### TASK DESCRIPTION
I would like each line of the data that holds the word "totally" copied out.
RECORDS PROVIDED START
PR #821, opened 2017-03-19
Improve code coverage by tests.

JimiC:
This PR improves the code coverage and increases the `codecov` rating to 100%.
Alas, it doesn't cover the entire project.

The following files need to be covered also in a future PR:
 - `index.ts`
 - `commands/index.ts`
 - `example/exampleGenerator.ts`
 - `init/welcome.ts`
 - `utils/vscode-extensions.ts`


src/icon-manifest/iconGenerator.ts
```diff
@@ -2,28 +2,19 @@ import * as fs from 'fs';
...
-  IVSCode,
-  IIconSchema,
-  ISettings,
-  IFolderCollection,
-  IFileCollection,
-  IDefaultExtension,
-  IIconPath,
-} from '../models';
+import * as utils from '../utils';
+import * as model from '../models';
```
robertohuertasm: I would use `models` instead of `model` given that we usually  mimic the name of the module when we do a full import.

src/icon-manifest/manifestMerger.ts
```diff
@@ -1,49 +1,39 @@
...
-  IFolderCollection,
-  IExtensionCollection,
-  IExtension,
-  FileFormat,
-  IIconSchema,
-  IIconGenerator,
-  IFileDefault,
-  IFolderDefault,
-} from '../models';
+import * as model from '../models';
```
robertohuertasm: Same comment as before about the the import alias.

robertohuertasm: In fact, I don't really see the benefit of doing such an import. We reduce the size of the import but we lose readability and gain verbosity in our code.

src/init/autoApplyCustomizations.ts
```diff
@@ -6,7 +6,7 @@ export function manageAutoApplyCustomizations(
   userConfig: IVSIcons,
   applyCustomizationCommand: () => void): void {
   if (!isNewVersion) { return; }
-  const propObj = packageJson.contributes.configuration.properties || {};
+  const propObj: any = packageJson.contributes.configuration.properties as object;
```
robertohuertasm: What's the use of `as object` if you have notated `propObj` as any? In fact, the any is implicit in `packageJson.contributes.configuration.properties`.

src/init/autoDetectProject.ts
```diff
@@ -16,12 +16,7 @@ export function detectProject(
   }
 
   return findFiles('**/package.json', '**/node_modules/**')
-    .then((results) => {
-      return results && results.length ? results as model.IVSCodeUri[] : [];
-    },
-    (rej) => {
-      return [rej];
-    });
+    .then((results) => results && results.length ? results as model.IVSCodeUri[] : [], (rej) => [rej]);
```
robertohuertasm: You can omit the parentheses when the arrow has only one argument.

src/init/autoDetectProject.ts
```diff
@@ -66,7 +61,9 @@ export function iconsDisabled(name: string): boolean {
 export function isProject(projectJson: any, name: string): boolean {
   switch (name) {
     case 'ng':
-      return (projectJson.dependencies && (projectJson.dependencies['@angular/core'] != null)) || false;
+      return (projectJson.dependencies && (projectJson.dependencies['@angular/core'] != null)) ||
+        (projectJson.devDependencies && (projectJson.devDependencies['@angular/core'] != null)) ||
+        false;
```
robertohuertasm: What's the use of this final `false`?

src/settings/settingsManager.ts
```diff
@@ -38,36 +38,34 @@ export class SettingsManager implements ISettingsManager {
   }
 
   public getState(): IState {
-    try {
-      const state = fs.readFileSync(this.settings.settingsPath, 'utf8');
-      return JSON.parse(state) as IState;
-    } catch (error) {
-      return {
+    const state = fs.readFileSync(this.settings.settingsPath, 'utf8');
```
robertohuertasm: The `try catch` was also protecting from any error while reading the file.

src/models/settings/settingsManager.ts
```diff
@@ -6,7 +6,7 @@ export interface ISettingsManager {
   getSettings: () => ISettings;
   getState: () => IState;
   setState: (state: IState) => void;
-  setStatus: (sts: ExtensionStatus) => void;
+  updateStatus: (sts: ExtensionStatus) => void;
```
robertohuertasm: This interface is not consistent with the use of the function you make in the `SettingsManager` class. It should return an `IState`

src/icon-manifest/iconGenerator.ts
JimiC: That's what happens when you blindly type and don't pay attention.

src/icon-manifest/manifestMerger.ts
JimiC: The benefit is fewer lines in files, something that `bithound` is complaining about for many of the project's files.

I don't agree with your claim that we lose readability. Now when I see `IFolderDefault`, for example, I know it can be found in `models`. Formerly, I had to scroll back up to the `import` to figure it out.

src/init/autoDetectProject.ts
JimiC: Agreed. Although I'm used to adding the parenthesis in every lamda expression I'll follow the project's coding guidelines.

src/init/autoDetectProject.ts
JimiC: Consider it a force of habit to add `guard clause` for `null`. In this case, it's indeed redundant as we already check for `null`. Nice catch.

src/settings/settingsManager.ts
JimiC: Agreed.

src/models/settings/settingsManager.ts
JimiC: Forgot to change it as the renaming was automated.

src/init/autoApplyCustomizations.ts
JimiC: Now, this is a case of a functionality not been implemented by others. `Typescript` in 2.2.x introduced the use of `object` versus `Object`. When I used that, `tslint` complained that `popObj` was not marked as an `Object` (although technically it is). So I was forced to use `any` until `tslint` fixes the rule.

src/init/autoDetectProject.ts
JimiC: Revising my comment. It turns out that the `guard clause` is indeed needed (praise unit testing).
You see the case is that:
`projectJson.dependencies && (projectJson.dependencies['@angular/core'] != null)` can be `false` and `projectJson.devDependencies && (projectJson.devDependencies['@angular/core'] != null)` can be `undefined`.
`false || undefined` returns `undefined`, thus `|| false` is needed.

src/icon-manifest/manifestMerger.ts
robertohuertasm: I generally try to not use generic imports. Basically because I'm used to think about `tree-shaking` (which is not our case). Personally, I don't like much the verbose style. Maybe I'm used to .NET, where you usually import namespaces in order to not do what you're proposing here. 

Anyway, as this is a matter of style preference I'm not going to discuss it. 😉

JimiC: I think that I'm exactly doing what we do in `.NET`. Alas, here we don't have `namespaces` to import from.

src/init/autoApplyCustomizations.ts
robertohuertasm: It's curious because I'm also using 2.2.1 and I'm not seeing this warning. My previous comment was more about why you annotate the variable `propObj` with two types if, in the end, typescript is going to use the `any` (in this case). If you want to use `object` why the `any`? And if you want to use `any`, why the `object`?

robertohuertasm: I now got the error when using `Object` (I misread your statement). But the point still stands. I mean, what you have in this line is completely equal to `const propObj = packageJson.contributes.configuration.properties`, without any annotation at all.

src/init/autoDetectProject.ts
robertohuertasm: Nice catch!! I tend to use the `!!` operator in these cases but given the length of these expression I think your solution is good!

src/init/autoApplyCustomizations.ts
JimiC: As it is now you are totally right, and indeed it makes no sense to anyone that sees it.
Let me explain further my intention.

The code should be 
```
const propObj = packageJson.contributes.configuration.properties as object
for (const key in propObj) {
```
which is totally valid.

If I use
```
const propObj: Object= packageJson.contributes.configuration.properties as object
for (const key in propObj) {
```
then `tslint` `ban-types` rule complains.

Not here that we want to explicitly annotate `propObj` as an `Object` and not as `any`.

But because `ts` is complaining* I'm forced to change it to 
```
const propObj: any = packageJson.contributes.configuration.properties as object
for (const key in propObj) {
```
to workaround the issue.

as soon as `ts` fixes the issue `: any` can be removed.

*https://github.com/Microsoft/TypeScript/issues/14792

robertohuertasm: If that's a reminder of a future change then I'm OK with it.

JimiC: Maybe I should add a note?

robertohuertasm: Ups, I already merged it.

JimiC: NP. I'll add it to the next PR.

PR #868, opened 2017-04-09
Properly support API Blueprint and MSON via language ids.

JimiC:


JimiC:
After https://github.com/XVincentX/vscode-apielements/pull/72 we need to properly support the `language ids` changes.

PR #894, opened 2017-04-24
Move constant values to their own file.

JimiC:


src/constants/index.ts
```diff
@@ -0,0 +1,5 @@
+export const constants = {
+  urlReleaseNote: 'https://github.com/robertohuertasm/vscode-icons/blob/master/CHANGELOG.md',
```
robertohuertasm: We should use the new url `https://github.com/vscode-icons/vscode-icons/blob/master/CHANGELOG.md`

JimiC: Aha! And figure that I used copy-paste.

PR #1359, opened 2017-11-16
Update Yarn version in CI.

JimiC:
`Travis CI` pre-build containers use `Yarn v0.27.5` which is outdated by far.
This PR forces `Travis CI` to use version `1.3.2` which by the time this is written is the latest.

### DIFF
--- a/.travis.yml
+++ b/.travis.yml
@@ -10,6 +10,9 @@ node_js:
 matrix:
   allow_failures:
     - node_js: node
+before_install:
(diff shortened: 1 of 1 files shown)


jens1o:
Can we still hit up travis, so they can update itself?

JimiC:
@jens1o Travis uses containers with preinstalled software. They will have to make a new container image just to upgrade `Yarn`. Probably they use a stable version of Yarn that they are happy with. After all the ability to update it is there.

PR #1371, opened 2017-11-22
Support for cargo

robertohuertasm:
**_Fixes #1367_**

**Changes proposed:**

- [x] Add
- [ ] Prepare
- [ ] Delete
- [ ] Fix

**Things I've done:**


JimiC:
I don't know where you got it but it's good. Saved me the trouble of creating one.

robertohuertasm:
I've created it from scratch using Illustrator. I'm not so `Rusty` as I thought! I'm glad you like it!

JimiC:
I'm impressed. 😮

robertohuertasm:
The pity is that when viewed in `vscode` it loses a lot of detail and it's not really as good as it may seem at first sight... but at least is recognizable. 😉

JimiC:
I knew this would be the case from the start and thought of proposing to use the `crate` icon but it doesn't represent `Cargo`, so I hashed.

robertohuertasm:
Yep, that's the problem with complex icons. I think that the result is not optimum in this case also but I guess that is fairly acceptable given the circumstances.

JimiC:
You know that those icons shine on a 4K 32" monitor, right?

robertohuertasm:
😂 I don't happen to have a 4K 32" monitor... for the moment! 😂 I guess you are one of the lucky ones?

JimiC:
You kidding me?!? It's not `Black Friday` yet.

PR #1372, opened 2017-11-23
Update submodule wpilgenerator.

JimiC:
This PR fixes the following issues with `wpilgenerator`:
* Fixes incorrect path to the code repo directory.
* Fixes logging inconsistencies when logging on a non-TTY terminal (like in `Travis-CI`).


JimiC:
It looks like it's now working as intended. At least when there are no changes to the icons definitions the tool detects that correctly. Next test case would be to detect with changes.

PR #1392, opened 2017-12-03
Update dependencies.

JimiC:


JimiC:
@robertohuertasm The build is failing for node `6.5.0` because `streamfilter v1.0.6` requires node engine to be `>=6.9.5`.
We have two options:
1. Revert the dependency update that uses that package
2. We drop support for `vscode  < 1.12.0`.

JimiC:
Closing in favor of  #1394. There is something obviously wrong here but I can't figure out what.

PR #1393, opened 2017-12-03
Add script to initialize submodules.

JimiC:
This PR adds a `preinstall` script to initialize the `submodules` for those that don't use a git client that already does that.

This script does not impact our `CI` service.


JimiC:
@robertohuertasm Please restart `appveyor` job.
RECORDS PROVIDED END
### ANSWER SECTION
JimiC: As it is now you are totally right, and indeed it makes no sense to anyone that sees it.
which is totally valid.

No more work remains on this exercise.